--- The task ---
Using the records below, repeat exactly the lines from the one holding "dmohns: The few examples, that I do find use" through the one holding "- [x] Make the Horizon Dashboard accessible", both ends included, and no others.

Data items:

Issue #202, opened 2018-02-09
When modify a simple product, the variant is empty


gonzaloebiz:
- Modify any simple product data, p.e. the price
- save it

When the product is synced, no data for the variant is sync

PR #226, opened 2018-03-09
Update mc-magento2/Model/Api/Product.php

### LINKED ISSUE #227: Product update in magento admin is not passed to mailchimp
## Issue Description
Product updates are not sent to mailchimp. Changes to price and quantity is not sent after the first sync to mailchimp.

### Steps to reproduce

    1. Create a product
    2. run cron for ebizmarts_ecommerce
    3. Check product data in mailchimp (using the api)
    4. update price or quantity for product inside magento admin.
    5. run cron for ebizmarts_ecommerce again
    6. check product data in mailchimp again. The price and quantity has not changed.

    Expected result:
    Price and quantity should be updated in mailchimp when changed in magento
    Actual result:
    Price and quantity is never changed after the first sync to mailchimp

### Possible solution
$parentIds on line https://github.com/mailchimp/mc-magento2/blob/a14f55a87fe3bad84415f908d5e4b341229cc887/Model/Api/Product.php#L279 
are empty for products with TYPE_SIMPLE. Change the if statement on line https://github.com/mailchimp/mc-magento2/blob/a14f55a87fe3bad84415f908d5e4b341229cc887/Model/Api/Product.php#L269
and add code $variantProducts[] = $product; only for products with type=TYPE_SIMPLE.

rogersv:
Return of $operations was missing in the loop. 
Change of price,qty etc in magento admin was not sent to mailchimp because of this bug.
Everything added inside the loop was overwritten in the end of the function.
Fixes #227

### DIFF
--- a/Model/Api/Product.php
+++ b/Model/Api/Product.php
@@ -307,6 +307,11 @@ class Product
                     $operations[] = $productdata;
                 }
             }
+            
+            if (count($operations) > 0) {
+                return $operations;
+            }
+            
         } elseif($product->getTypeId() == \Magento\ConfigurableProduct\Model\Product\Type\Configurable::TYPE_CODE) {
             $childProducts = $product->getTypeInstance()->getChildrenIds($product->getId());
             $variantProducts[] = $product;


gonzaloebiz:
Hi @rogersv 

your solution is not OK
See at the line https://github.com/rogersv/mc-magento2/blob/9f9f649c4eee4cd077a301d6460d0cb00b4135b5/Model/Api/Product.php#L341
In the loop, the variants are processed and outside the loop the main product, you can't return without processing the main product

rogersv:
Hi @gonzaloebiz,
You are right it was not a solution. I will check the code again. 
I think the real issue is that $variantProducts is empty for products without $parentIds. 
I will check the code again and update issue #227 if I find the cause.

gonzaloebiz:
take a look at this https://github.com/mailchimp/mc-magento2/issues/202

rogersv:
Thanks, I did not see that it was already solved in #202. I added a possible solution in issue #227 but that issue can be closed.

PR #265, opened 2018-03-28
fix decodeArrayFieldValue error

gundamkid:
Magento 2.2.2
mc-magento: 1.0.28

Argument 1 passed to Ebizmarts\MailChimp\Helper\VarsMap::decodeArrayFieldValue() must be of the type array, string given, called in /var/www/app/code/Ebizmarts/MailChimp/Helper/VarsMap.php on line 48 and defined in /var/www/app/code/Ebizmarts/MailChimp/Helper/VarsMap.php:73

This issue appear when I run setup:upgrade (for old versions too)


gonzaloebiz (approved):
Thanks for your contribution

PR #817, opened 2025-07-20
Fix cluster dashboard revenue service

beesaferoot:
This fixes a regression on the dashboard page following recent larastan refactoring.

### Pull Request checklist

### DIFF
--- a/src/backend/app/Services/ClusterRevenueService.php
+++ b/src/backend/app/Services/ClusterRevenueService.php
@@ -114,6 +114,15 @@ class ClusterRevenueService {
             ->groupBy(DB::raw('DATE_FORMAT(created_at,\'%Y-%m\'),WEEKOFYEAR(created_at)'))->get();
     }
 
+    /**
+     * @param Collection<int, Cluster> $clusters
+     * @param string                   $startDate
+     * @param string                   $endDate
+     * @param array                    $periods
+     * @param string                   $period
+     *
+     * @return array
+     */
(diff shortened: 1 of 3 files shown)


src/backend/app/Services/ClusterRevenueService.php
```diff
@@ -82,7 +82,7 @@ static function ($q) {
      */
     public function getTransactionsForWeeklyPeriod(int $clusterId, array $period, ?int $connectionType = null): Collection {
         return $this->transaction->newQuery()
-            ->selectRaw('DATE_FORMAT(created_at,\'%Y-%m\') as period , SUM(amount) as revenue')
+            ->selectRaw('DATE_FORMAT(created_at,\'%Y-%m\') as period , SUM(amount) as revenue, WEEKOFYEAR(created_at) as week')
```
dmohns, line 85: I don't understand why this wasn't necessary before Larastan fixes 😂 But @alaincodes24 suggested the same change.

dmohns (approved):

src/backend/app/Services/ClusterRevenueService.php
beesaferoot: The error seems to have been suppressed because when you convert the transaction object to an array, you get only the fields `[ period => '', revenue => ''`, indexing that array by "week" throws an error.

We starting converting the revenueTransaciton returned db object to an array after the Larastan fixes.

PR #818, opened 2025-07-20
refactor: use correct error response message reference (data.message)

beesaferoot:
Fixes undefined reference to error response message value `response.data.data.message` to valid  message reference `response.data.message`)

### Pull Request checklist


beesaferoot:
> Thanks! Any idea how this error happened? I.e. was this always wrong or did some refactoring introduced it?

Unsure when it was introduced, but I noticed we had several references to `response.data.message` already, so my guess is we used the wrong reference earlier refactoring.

* * *

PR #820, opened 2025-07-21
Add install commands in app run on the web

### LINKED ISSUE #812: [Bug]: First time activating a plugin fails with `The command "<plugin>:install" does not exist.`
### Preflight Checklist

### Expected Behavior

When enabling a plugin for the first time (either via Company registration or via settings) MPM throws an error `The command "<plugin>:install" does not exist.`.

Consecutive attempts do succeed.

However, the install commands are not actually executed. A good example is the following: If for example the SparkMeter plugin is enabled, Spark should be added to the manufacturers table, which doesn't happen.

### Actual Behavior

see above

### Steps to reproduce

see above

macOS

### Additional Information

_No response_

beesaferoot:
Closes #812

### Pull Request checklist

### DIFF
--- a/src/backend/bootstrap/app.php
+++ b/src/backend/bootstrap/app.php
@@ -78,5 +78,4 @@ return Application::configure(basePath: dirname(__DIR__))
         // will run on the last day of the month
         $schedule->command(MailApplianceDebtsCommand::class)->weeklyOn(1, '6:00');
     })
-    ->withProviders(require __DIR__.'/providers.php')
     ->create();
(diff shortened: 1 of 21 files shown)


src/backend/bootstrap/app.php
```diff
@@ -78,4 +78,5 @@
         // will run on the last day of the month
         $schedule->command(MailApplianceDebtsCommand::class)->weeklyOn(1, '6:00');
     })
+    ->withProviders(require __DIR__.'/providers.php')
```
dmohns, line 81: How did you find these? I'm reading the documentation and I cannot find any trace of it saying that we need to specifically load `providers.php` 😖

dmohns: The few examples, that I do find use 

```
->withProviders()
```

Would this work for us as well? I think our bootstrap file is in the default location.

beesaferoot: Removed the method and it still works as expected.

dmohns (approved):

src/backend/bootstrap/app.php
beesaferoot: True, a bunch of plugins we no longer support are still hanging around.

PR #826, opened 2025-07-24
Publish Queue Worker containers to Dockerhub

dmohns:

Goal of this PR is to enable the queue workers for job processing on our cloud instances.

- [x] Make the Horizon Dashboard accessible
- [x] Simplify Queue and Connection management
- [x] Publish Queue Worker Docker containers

--- Answer for this exercise ---
dmohns: The few examples, that I do find use 

```
->withProviders()
```

Would this work for us as well? I think our bootstrap file is in the default location.

beesaferoot: Removed the method and it still works as expected.

dmohns (approved):

src/backend/bootstrap/app.php
beesaferoot: True, a bunch of plugins we no longer support are still hanging around.

PR #826, opened 2025-07-24
Publish Queue Worker containers to Dockerhub

dmohns:

Goal of this PR is to enable the queue workers for job processing on our cloud instances.

- [x] Make the Horizon Dashboard accessible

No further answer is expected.